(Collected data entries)
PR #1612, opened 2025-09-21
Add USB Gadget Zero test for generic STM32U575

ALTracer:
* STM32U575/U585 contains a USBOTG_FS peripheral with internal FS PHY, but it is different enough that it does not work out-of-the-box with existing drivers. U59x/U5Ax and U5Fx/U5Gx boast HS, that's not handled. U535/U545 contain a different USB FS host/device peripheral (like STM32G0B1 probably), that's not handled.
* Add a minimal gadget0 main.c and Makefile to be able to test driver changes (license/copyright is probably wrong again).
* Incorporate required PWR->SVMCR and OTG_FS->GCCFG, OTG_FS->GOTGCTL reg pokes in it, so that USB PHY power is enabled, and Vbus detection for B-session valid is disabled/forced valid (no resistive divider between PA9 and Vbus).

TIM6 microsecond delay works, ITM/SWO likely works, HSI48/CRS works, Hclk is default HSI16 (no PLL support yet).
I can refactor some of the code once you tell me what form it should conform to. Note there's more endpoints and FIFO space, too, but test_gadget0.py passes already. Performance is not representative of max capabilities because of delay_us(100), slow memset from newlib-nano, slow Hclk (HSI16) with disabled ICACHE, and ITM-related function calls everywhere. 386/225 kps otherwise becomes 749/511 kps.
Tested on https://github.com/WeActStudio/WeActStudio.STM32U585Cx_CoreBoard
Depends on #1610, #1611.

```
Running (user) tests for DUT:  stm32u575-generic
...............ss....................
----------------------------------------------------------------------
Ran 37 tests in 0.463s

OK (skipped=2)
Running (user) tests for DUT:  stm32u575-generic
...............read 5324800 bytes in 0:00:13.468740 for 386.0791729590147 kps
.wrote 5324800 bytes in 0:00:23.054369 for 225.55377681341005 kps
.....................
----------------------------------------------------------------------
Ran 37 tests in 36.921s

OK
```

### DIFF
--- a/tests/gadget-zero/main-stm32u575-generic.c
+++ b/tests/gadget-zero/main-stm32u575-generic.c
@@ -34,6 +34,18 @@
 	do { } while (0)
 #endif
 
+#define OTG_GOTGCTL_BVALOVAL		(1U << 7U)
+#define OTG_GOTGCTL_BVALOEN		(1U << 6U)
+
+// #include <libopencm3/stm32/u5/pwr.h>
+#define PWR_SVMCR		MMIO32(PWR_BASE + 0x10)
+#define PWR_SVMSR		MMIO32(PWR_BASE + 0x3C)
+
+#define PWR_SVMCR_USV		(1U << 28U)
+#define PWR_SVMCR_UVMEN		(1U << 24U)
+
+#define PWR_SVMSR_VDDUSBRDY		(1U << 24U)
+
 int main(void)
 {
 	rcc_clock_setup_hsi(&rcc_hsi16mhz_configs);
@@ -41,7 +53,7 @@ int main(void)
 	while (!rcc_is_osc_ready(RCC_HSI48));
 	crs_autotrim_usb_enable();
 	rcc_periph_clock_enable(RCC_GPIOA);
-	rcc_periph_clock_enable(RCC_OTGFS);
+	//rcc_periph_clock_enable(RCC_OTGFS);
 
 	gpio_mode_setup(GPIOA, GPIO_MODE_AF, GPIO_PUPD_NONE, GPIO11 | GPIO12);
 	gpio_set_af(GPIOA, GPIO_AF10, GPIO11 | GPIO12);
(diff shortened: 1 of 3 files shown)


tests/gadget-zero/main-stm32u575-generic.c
==
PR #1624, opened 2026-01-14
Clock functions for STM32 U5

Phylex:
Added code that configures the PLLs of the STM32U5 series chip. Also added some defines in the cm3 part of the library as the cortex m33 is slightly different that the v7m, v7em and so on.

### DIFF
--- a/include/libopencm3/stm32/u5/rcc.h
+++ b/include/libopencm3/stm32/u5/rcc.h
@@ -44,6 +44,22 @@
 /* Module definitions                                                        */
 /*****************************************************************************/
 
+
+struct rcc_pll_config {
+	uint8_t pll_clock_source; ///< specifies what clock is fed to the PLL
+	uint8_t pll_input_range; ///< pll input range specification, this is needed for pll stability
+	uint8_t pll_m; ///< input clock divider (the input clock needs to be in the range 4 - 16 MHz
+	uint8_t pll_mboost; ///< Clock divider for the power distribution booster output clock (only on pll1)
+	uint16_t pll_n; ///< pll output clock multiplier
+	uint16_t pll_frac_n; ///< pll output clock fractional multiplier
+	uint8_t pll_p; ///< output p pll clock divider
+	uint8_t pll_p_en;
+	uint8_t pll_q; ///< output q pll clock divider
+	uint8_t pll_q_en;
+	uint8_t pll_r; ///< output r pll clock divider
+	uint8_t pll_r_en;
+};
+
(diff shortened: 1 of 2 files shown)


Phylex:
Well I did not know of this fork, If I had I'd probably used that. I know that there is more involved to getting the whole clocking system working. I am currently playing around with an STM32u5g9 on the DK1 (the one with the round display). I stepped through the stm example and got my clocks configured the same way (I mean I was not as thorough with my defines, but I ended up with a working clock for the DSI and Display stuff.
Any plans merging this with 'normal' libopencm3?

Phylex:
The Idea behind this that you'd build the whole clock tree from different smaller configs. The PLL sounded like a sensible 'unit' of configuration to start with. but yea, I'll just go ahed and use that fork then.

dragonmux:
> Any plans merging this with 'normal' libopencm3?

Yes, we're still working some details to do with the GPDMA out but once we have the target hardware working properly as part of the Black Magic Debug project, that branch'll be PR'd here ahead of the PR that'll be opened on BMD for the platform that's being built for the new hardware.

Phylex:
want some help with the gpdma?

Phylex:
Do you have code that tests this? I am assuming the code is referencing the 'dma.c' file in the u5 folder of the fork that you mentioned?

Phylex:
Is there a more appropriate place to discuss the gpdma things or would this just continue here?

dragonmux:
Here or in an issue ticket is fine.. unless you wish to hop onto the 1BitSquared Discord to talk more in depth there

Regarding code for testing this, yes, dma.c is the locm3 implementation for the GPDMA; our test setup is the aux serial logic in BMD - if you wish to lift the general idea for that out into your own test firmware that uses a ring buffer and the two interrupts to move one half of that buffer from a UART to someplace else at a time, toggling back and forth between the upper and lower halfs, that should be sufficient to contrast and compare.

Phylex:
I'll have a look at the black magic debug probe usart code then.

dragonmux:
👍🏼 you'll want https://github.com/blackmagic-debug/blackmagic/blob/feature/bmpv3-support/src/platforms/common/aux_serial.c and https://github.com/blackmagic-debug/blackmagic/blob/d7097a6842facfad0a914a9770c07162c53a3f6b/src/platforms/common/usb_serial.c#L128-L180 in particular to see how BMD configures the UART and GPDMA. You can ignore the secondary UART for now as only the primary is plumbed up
* * *
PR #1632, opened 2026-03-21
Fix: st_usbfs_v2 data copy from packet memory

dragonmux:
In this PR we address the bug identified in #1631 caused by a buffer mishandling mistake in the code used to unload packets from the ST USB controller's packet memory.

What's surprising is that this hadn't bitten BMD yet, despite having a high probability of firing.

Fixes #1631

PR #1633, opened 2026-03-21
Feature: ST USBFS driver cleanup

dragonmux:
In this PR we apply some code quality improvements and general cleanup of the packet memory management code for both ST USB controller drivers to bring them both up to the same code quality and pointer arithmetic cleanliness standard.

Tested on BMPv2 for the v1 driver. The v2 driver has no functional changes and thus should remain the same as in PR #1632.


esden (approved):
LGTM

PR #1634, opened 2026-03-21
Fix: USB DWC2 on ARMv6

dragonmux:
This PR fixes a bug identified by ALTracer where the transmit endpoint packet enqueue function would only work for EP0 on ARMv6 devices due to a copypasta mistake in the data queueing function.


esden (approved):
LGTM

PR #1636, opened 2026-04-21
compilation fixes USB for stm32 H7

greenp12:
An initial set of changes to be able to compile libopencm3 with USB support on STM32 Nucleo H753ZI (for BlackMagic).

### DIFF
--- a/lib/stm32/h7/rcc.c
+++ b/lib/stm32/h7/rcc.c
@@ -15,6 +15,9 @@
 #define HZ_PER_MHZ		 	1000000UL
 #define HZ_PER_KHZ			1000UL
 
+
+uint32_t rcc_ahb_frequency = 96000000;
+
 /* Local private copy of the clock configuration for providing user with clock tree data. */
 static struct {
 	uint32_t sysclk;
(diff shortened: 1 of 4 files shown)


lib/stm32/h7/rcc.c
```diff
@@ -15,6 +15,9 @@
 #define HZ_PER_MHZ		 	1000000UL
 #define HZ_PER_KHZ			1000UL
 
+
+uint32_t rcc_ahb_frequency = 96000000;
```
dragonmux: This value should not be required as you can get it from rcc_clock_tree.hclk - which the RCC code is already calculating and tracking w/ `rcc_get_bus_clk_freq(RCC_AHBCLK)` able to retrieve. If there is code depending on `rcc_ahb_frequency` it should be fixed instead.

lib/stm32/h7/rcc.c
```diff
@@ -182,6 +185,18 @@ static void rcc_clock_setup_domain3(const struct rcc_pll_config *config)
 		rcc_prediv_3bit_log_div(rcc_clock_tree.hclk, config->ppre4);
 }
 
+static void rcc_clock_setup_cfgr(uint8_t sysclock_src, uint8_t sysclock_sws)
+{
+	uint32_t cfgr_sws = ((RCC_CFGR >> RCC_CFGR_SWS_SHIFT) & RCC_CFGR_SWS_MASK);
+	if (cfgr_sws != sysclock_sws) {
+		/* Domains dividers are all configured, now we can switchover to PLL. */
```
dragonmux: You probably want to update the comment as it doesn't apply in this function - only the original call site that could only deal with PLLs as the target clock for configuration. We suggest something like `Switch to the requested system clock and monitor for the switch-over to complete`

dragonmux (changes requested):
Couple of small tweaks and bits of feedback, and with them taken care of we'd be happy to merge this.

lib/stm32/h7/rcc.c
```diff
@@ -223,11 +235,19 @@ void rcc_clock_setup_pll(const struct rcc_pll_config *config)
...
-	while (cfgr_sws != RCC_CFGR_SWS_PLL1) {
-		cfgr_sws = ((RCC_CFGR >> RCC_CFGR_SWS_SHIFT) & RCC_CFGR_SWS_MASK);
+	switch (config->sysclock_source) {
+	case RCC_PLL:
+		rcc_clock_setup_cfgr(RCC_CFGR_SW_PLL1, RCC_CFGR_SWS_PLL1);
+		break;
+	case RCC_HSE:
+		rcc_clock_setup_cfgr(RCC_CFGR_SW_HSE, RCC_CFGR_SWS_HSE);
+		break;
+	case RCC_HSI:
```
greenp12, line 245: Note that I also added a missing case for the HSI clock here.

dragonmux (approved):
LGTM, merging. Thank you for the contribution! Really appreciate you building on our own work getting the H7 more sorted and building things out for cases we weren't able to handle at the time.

TASK OBJECTIVE →
Starting at the line that contains "PR #1612, opened 2025-09-21" and stopping after the line that contains "TIM6 microsecond delay", write out every line exactly as it appears above, and no other line.

EXERCISE RESPONSE →
PR #1612, opened 2025-09-21
Add USB Gadget Zero test for generic STM32U575

ALTracer:
* STM32U575/U585 contains a USBOTG_FS peripheral with internal FS PHY, but it is different enough that it does not work out-of-the-box with existing drivers. U59x/U5Ax and U5Fx/U5Gx boast HS, that's not handled. U535/U545 contain a different USB FS host/device peripheral (like STM32G0B1 probably), that's not handled.
* Add a minimal gadget0 main.c and Makefile to be able to test driver changes (license/copyright is probably wrong again).
* Incorporate required PWR->SVMCR and OTG_FS->GCCFG, OTG_FS->GOTGCTL reg pokes in it, so that USB PHY power is enabled, and Vbus detection for B-session valid is disabled/forced valid (no resistive divider between PA9 and Vbus).

TIM6 microsecond delay works, ITM/SWO likely works, HSI48/CRS works, Hclk is default HSI16 (no PLL support yet).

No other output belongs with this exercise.